Горбовский ходил по комнате взад и вперёд, спросил:
— На улице много народу?
— Никого нет. Это — переулок. Весь укрыт тополями.
— Всё, нужно ехать! — решительно сказал судья.
Аналитик, возможно по причине своего сегодняшнего просчёта, безоговорочно подчинился воле старшего товарища.
Они оставили свет в номере и по одному вышли на улицу. Вечер мягкой кистью водил по улицам и переулкам города. Уже совсем стемнело. В сумерках терялись очертания домов. Почему-то не горели фонари. Было тепло и тихо. Свет автомобильных фар выхватывал из мрака разбитый городской асфальт. Внизу, на сложении двух улиц, горел светофор. Ярко и бесполезно. Машин было мало, и они не мешали друг другу.
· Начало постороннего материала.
PR #67, opened 2023-02-22
Added stacked slider component, moved Slider prop Types to separate f…

vmkhitaryanscn:
…ile, added initialValue oprtion

### DIFF
--- a/src/shared/ui/survey/StackedSlider.tsx
+++ b/src/shared/ui/survey/StackedSlider.tsx
@@ -1,0 +1,50 @@
+import { FC, useState } from 'react';
+
+import { StackedSliderProps } from '@shared/lib';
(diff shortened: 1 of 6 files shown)


src/shared/ui/survey/StackedSlider.tsx
```diff
@@ -0,0 +1,50 @@
...
+      onPress();
+    }
+  };
+
+  return (
+    <YStack>
+      {config.map((sliderConfig, index) => {
+        const { sliderLabel } = sliderConfig;
+        return (
+          <YStack key={`slider-${sliderLabel}`}>
```
BamMironov, line 31: It's better to set the `index` as a `key` in this case 'cause we could have the same label for many sliders

BamMironov (changes requested):

BamMironov (approved):

PR #79, opened 2023-03-03
M2-747(survey_items): added Stacked checkbox item

DimitrySakalouski:


src/shared/ui/survey/StackedCheckboxItem/StackedCheckboxItem.tsx
```diff
@@ -0,0 +1,54 @@
+import { FC } from 'react';
+import { StyleSheet } from 'react-native';
+
+import StackedCheckboxConfig from './types';
+import { CheckBox } from '../..';
```
vmkhitaryanscn, line 5: Something is wrong here

src/shared/ui/survey/StackedCheckboxItem/StackedCheckboxItem.tsx
```diff
@@ -0,0 +1,54 @@
...
+import { StackedItemsGrid } from '../StackedItemsGrid';
+import { StackedRowItemValue } from '../StackedItemsGrid/types';
+
+type Props = {
+  value: Array<string[]>;
+  onChange: (value: Array<string[]>) => unknown;
```
vmkhitaryanscn, line 11: maybe void?

src/shared/ui/survey/StackedCheckboxItem/StackedCheckboxItem.tsx
```diff
@@ -0,0 +1,54 @@
...
+  config: StackedCheckboxConfig;
+};
+
+const StackedCheckboxItem: FC<Props> = ({ value = [], onChange, config }) => {
```
vmkhitaryanscn, line 15: value = [],
this has to be required prop, I think there is no need for default value.

src/shared/ui/survey/StackedCheckboxItem/StackedCheckboxItem.tsx
```diff
@@ -0,0 +1,54 @@
...
+  const onValueChange = (option: StackedRowItemValue, itemIndex: number) => {
+    if (!value[itemIndex]?.length) {
+      value[itemIndex] = [];
+    }
+
+    if (value[itemIndex].includes(option.name.en)) {
+      value[itemIndex] = value[itemIndex].filter(
+        valueItem => valueItem !== option.name.en,
```
vmkhitaryanscn, line 23: I think this has to be name 
In refactored backend there will be name : string instead of name: { en: string }.

vmkhitaryanscn (changes requested):

src/shared/ui/survey/StackedCheckboxItem/StackedCheckboxItem.tsx
DimitrySakalouski: Fixed

src/shared/ui/survey/StackedCheckboxItem/StackedCheckboxItem.tsx
DimitrySakalouski: But what if user takes survey for a first time? There would be no value, right?

src/shared/ui/survey/StackedCheckboxItem/StackedCheckboxItem.tsx
DimitrySakalouski: Fixed

src/shared/ui/survey/StackedCheckboxItem/StackedCheckboxItem.tsx
BamMironov: @vmkhitaryanscn  `value` is already required according to `Props`.

BamMironov (approved):

vmkhitaryanscn (approved):

PR #86, opened 2023-03-09
Added/configured react-native-audio-recorder-player and react-native-…

vmkhitaryanscn:
Added/configured react-native-audio-recorder-player and react-native-mime-types packages , added markdown audio support , fixed subscript and superscript fontSizes, created AudioPlayer component

Added MaterialIcons Fonts

Added react-native-- webview, autoheight-webview,video,video-player packages, added video, youtube video, html_block markdown support, added VideoPlayer component


src/shared/ui/survey/AudioPlayer.tsx
```diff
@@ -0,0 +1,80 @@
...
+    }
+  };
+
+  const play = async () => {
+    setPlaying(true);
+
+    await audioRecorderPlayer.startPlayer(uri);
+    audioRecorderPlayer.addPlayBackListener(data => {
+      if (data.currentPosition === data.duration) {
+        setPlaying(false);
```
BamMironov, line 43: We should probably call the `stop` function here also

BamMironov (changes requested):

src/shared/ui/survey/AudioPlayer.tsx
vmkhitaryanscn: @BamMironov I think when this if block is entered the player stops by itself, it doesn't loop.

src/shared/lib/markDownRules.tsx
```diff
@@ -141,15 +225,39 @@ const markDownRules: RenderRules = {
...
-          style={localStyles.image}
-          source={node.attributes.src}
+          mediaPlaybackRequiresUserAction
+          source={{
+            uri,
+          }}
         />
-      </>
+      );
+    }
```
BamMironov, line 252: Please move the logic to YoutubeVideo component so that you can use here like this:
```
else if (src?.includes('youtu')) {
  return <YoutubeVideo uri={src} key={node.key} />
}
```

src/shared/lib/markDownRules.tsx
```diff
@@ -84,6 +90,83 @@ export const activityMarkDownStyles = StyleSheet.create({
...
+
+  td {
+    font-size: 14px;
+    text-align: left;
+  }
+`;
+
+const onHtmlBlockLinkPress = (request: { url: string }) => {
+  if (request.url !== 'about:blank') {
+    Linking.openURL(request.url).then();
```
BamMironov, line 164: Please remove `.then()`

src/shared/lib/markDownRules.tsx
```diff
@@ -141,15 +225,39 @@ const markDownRules: RenderRules = {
...
-      <>
-        <CachedImage
+    const src = node.attributes?.src;
+    const mimeType = mime.lookup(src) || '';
+
+    if (mimeType.startsWith('audio/')) {
+      return <AudioPlayer uri={src} title={node.content} key={node.key} />;
+    } else if (mimeType.startsWith('video/') || src?.includes('.quicktime')) {
+      return <VideoPlayer uri={src} key={node.key} />;
+    } else if (src?.includes('youtu')) {
```
BamMironov, line 235: It is better to create variables for all the conditions:
```
const isAudio = mimeType.startsWith('audio/');
const isVideo = mimeType.startsWith('video/') || src?.includes('.quicktime');
const isYoutubeVideo = src?.includes('youtu');
```

src/shared/ui/survey/AudioPlayer.tsx
BamMironov: Ok

BamMironov (changes requested):

BamMironov (approved):

PR #90, opened 2023-03-15
M2-811: [Mobile] Migrate Flanker for Android

anq83:
M2-811: [Mobile] Migrate Flanker for Android


src/entities/flanker/lib/types/configuration.ts
```diff
@@ -0,0 +1,84 @@
...
+  buttonLabel: string;
+  minimumAccuracy: number;
+  continueText: Array<string>;
+  restartText: Array<string>;
+};
+
+export type StimulusScreen = {
+  id: StimulusConfigId;
+  correctChoice: number;
+  stimulus: { en: string };
```
vmkhitaryanscn, line 67: Does this need to be updated to stimulus: string from backend?

anq83: Unfortanetelly this contract for the existing html page which is working with PsichoJs library.

src/entities/flanker/ui/mocks/FlankerWithImageOnButton.ts
```diff
@@ -0,0 +1,118 @@
...
+  showFixation: true,
+  showFeedback: true,
+  showResults: true,
+  samplingMethod: 'fixed-order',
+  nextButton: 'OK',
+  sampleSize: 1,
+  trialDuration: 5000,
+  fixationDuration: 1000,
+  fixationScreen: {
+    value: 'Без названия.png',
```
BamMironov, line 111: Are you sure about that?

src/entities/flanker/ui/HtmlFlanker.tsx
```diff
@@ -0,0 +1,101 @@
+/* eslint-disable react-hooks/exhaustive-deps */
+/* eslint-disable react-native/no-inline-styles */
```
BamMironov, line 2: Why is it necessary to disable them?

BamMironov (changes requested):

src/entities/flanker/ui/mocks/FlankerWithImageOnButton.ts
anq83: Yes, just a mock, but based on real data taken from old app api

PR #91, opened 2023-03-15
Implemented replaceTextWithScreenVariables function, added MarkdownVa…

vmkhitaryanscn:
…riableReplacer class, added unit tests for these

### DIFF
--- a/src/shared/lib/utils/survey.ts
+++ b/src/shared/lib/utils/survey.ts
@@ -1,3 +1,5 @@
+import { format } from 'date-fns';
+
 import { colors } from '@shared/lib/constants';
 
 export const invertColor = (hex: string) => {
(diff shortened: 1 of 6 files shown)


src/shared/lib/utils/survey.ts
```diff
@@ -13,4 +15,208 @@ export const invertColor = (hex: string) => {
...
+
+type ActivityItems = {
+  variableName: string;
+  inputType: InputAnswer['inputType'];
+  valueConstraints: {
+    itemList: { name: string; value: string | number }[];
+  };
+}[];
+
+export class MarkdownVariableReplacer {
```
BamMironov, line 100: Please put it in a separate file.
You can create the "src/shared/survey" folder and move there everything that you created here.

src/shared/lib/utils/survey.ts
```diff
@@ -13,4 +15,208 @@ export const invertColor = (hex: string) => {
...
+  private markdown = '';
```
BamMironov, line 101: I think this should not be private property.

The `MarkdownVariableReplacer` must accept two arguments: `activityItems` and `answers`.
Then, the `process` function must accept one argument: `markdown`.
This way, we can create a replacer based on a context (activityItems, answers) and then process any markdown with it.

src/shared/lib/utils/survey.ts
```diff
@@ -13,4 +15,208 @@ export const invertColor = (hex: string) => {
...
+    );
+    const answerNotFound = foundIndex < 0 || !this.answers[foundIndex];
+
+    if (answerNotFound) {
+      return `[[${variableName}]]`;
+    }
+
+    const activityItem = this.activityItems[foundIndex];
+    let updated = '';
+    const inputAnswer: InputAnswer = <InputAnswer>{
```
BamMironov, line 183: Is it necessary to put <InputAnswer> generic here?

BamMironov (changes requested):

src/shared/lib/utils/survey.ts
vmkhitaryanscn: @BamMironov yes, it gives

TS2322: Type '{ inputType: "timeRange" | "date" | "text" | "radio" | "ageSelector" | "slider" | "checkbox"; answer: Answer; }' is not assignable to type 'InputAnswer'.   Type '{ inputType: "timeRange" | "date" | "text" | "radio" | "ageSelector" | "slider" | "checkbox"; answer: Answer; }' is not assignable to type 'CheckBoxInput'.     Types of property 'inputType' are incompatible.       Type '"timeRange" | "date" | "text" | "radio" | "ageSelector" | "slider" | "checkbox"' is not assignable to type '"checkbox"'.         Type '"timeRange"' is not assignable to type '"checkbox"

BamMironov (approved):

PR #96, opened 2023-03-20
M-860: added Photo Item

DimitrySakalouski:


ios/MindloggerMobile/Info.plist
```diff
@@ -37,8 +37,14 @@
...
 	</dict>
+	<key>NSCameraUsageDescription</key>
+	<string>MindLogger would like to use your camera</string>
+	<key>NSPhotoLibraryUsageDescription</key>
+  	<string>MindLogger would like access to your photo gallery</string>
 	<key>NSLocationWhenInUseUsageDescription</key>
 	<string>MindLogger would like to use your location when you are using the app</string>
+	<key>NSMicrophoneUsageDescription</key>
+	<string>MindLogger would like to use your microphone (for videos)</string>
 	<key>UIAppFonts</key>
```
vmkhitaryanscn, line 48: I think we better remove "(for videos)".

src/shared/lib/utils/galleryPermissions.ts
```diff
@@ -0,0 +1,47 @@
...
+  return await Permissions.request(GALLERY_IOS_PERMISSIONS);
+};
+
+export const checkGalleryPermissions = () =>
+  IS_ANDROID ? checkGalleryAndroidPermissions() : checkGalleryIOSPermissions();
+
+export const requestGalleryPermissions = async () =>
+  IS_ANDROID
+    ? await requestGalleryAndroidPermissions()
+    : await requestGalleryIOSPermissions();
```
BamMironov, line 47: No need to put await here here.

As a whole, I would do the following: 
```
const requestGalleryPermissions =
  IS_ANDROID
    ? requestGalleryAndroidPermissions
    : requestGalleryIOSPermissions;
```

BamMironov: The same you could do in `checkGalleryPermissions` function

src/shared/ui/survey/MediaItems/types.ts
```diff
@@ -0,0 +1,9 @@
+type MediaValue = {
+  uri: string;
+  filename: string;
```
vmkhitaryanscn, line 3: Does this naming come somewhere from package or some other place that doesn't depend on us? If no, we better rename to file**N**ame.

src/shared/lib/hooks/useCameraPermissions.ts
vmkhitaryanscn, line 1: @DimitrySakalouski @BamMironov should we place all permission related hooks, constants, and maybe constants to "shared/.../permissions" directory?

src/shared/ui/survey/MediaItems/PhotoItem.tsx
```diff
@@ -0,0 +1,60 @@
...
+  value?: MediaValue;
+};
+
+const PhotoItem: FC<Props> = ({ onChange, value }) => {
+  const { isCameraAccessGranted } = useCameraPermissions();
+  const { isGalleryAccessGranted } = useGalleryPermissions();
+
+  const handlePickImage = (response: any) => {
+    onChange(response);
+  };
```
BamMironov, line 30: You don't need this function.
Just use `onChange` on `launchImageLibrary` and `launchCamera` function calls

BamMironov (changes requested):

vmkhitaryanscn (approved):

src/shared/ui/survey/MediaItems/types.ts
BamMironov: @vmkhitaryanscn  filename is ok.
Source: https://dictionary.cambridge.org/dictionary/english/filename

src/shared/lib/hooks/useCameraPermissions.ts
BamMironov: Perfect idea. Let's do that.
@DimitrySakalouski  please move them to shared/lib/permission folder

ios/MindloggerMobile/Info.plist
DimitrySakalouski: I've copied that from legacy app so it seems to be correct

DimitrySakalouski: But in case we shall have pure mic usage then yes, you're right - I'll fix that

src/shared/ui/survey/MediaItems/PhotoItem.tsx
```diff
@@ -17,29 +22,49 @@ import MediaInput from './MediaInput';
 import MediaValue from './types';
 
 type Props = {
-  onChange: (value: MediaValue) => void;
+  onChange: (value: MediaValue) => void | Callback;
```
BamMironov, line 25: Why do need to return Callback here?

src/shared/ui/survey/MediaItems/PhotoItem.tsx
```diff
@@ -17,29 +22,49 @@ import MediaInput from './MediaInput';
...
   value?: MediaValue;
 };
 
 const PhotoItem: FC<Props> = ({ onChange, value }) => {
   const { isCameraAccessGranted } = useCameraPermissions();
   const { isGalleryAccessGranted } = useGalleryPermissions();
 
-  const handlePickImage = (response: any) => {
-    onChange(response);
+  const handlePickImage = (
```
BamMironov, line 33: Can we name it just `pickImage`?

BamMironov (changes requested):

PR #105, opened 2023-03-24
feat(about_screen): add about text for Applet About screen from api

DimitrySakalouski:


src/screens/ui/AboutAppletScreen.tsx
```diff
@@ -1,26 +1,45 @@
...
+      );
+    }
 
-  if (content.startsWith('404:')) {
-    content =
-      '# ¯\\\\_(ツ)_/¯ ' +
-      '\n # \n The authors of this applet have not provided any information!';
-  }
+    return appletAbout;
+  }, [appletAbout]);
```
BamMironov, line 36: There is no need to use useMemo here.

src/screens/ui/AboutAppletScreen.tsx
```diff
@@ -1,26 +1,45 @@
...
 import { MarkdownView } from '@shared/ui';
 import { YStack, ScrollView, Box } from '@shared/ui';
 
+type RouteProps = {
+  key: string;
+  name: string;
+  params: {
+    appletId: string;
+  };
+};
```
BamMironov, line 16: The types for screens should be declared in `screens/lib/types.ts`
Please take a look at `InProgressActivityScreen.tsx`. There you can find an example of how to connect type the right way.

BamMironov (changes requested):

BamMironov (approved):

PR #106, opened 2023-03-24
Feat/m2 988

BamMironov:


src/widgets/survey/ui/Intermediate.tsx
```diff
@@ -56,13 +56,23 @@ function Intermediate({
     select: r => r.data.result.activityFlows.find(o => o.id === flowId),
   });
 
+  let { data: allActivities } = useAppletDetailsQuery(appletId, {
+    select: r => r.data.result.activities,
```
anq83, line 60: Please do not use dto-s in the components directly. When you do so - you're merging data transfer layer with ui layer. Use the mapper from mu PR re. integration with mocks

anq83 (changes requested):

anq83 (approved):

PR #118, opened 2023-04-03
Feat/m2 1106

BamMironov:
Number selector pipeline item + additional text input + scroll button


src/features/pass-survey/model/hooks/useActivityStepper.ts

Углом в перекрёсток врезался дом с освещённой витриной. Привезли вечерний хлеб. Одинокая старуха, в ожидании удачной минуты, пристроилась возле рабочих, разгружавших хлебный грузовичок.
Проходя мимо, Константин втянул носом хлебное пахло. Этот запах странно подействовал на теоретика. Он успокоился. Окончательно. Конечно, рассуждения рассуждениями, но когда тебя самого припрёт, тут уж обо всём забудешь. Но теперь Константин был готов с полным хладнокровием принять этот удар судьбы. Тем более что главная битва была ещё впереди. Он знал наверняка.
Дальше их путь лежал вдоль улицы Красной Зари, мимо грязного заводика, складов, котельной, химчистки, Дома культуры с разбитой вывеской «Октябрь», мимо кирпичных заборов с плакатами «Перестройка» и дальше, на улицу без названия ввиду сорванных с её домов табличек.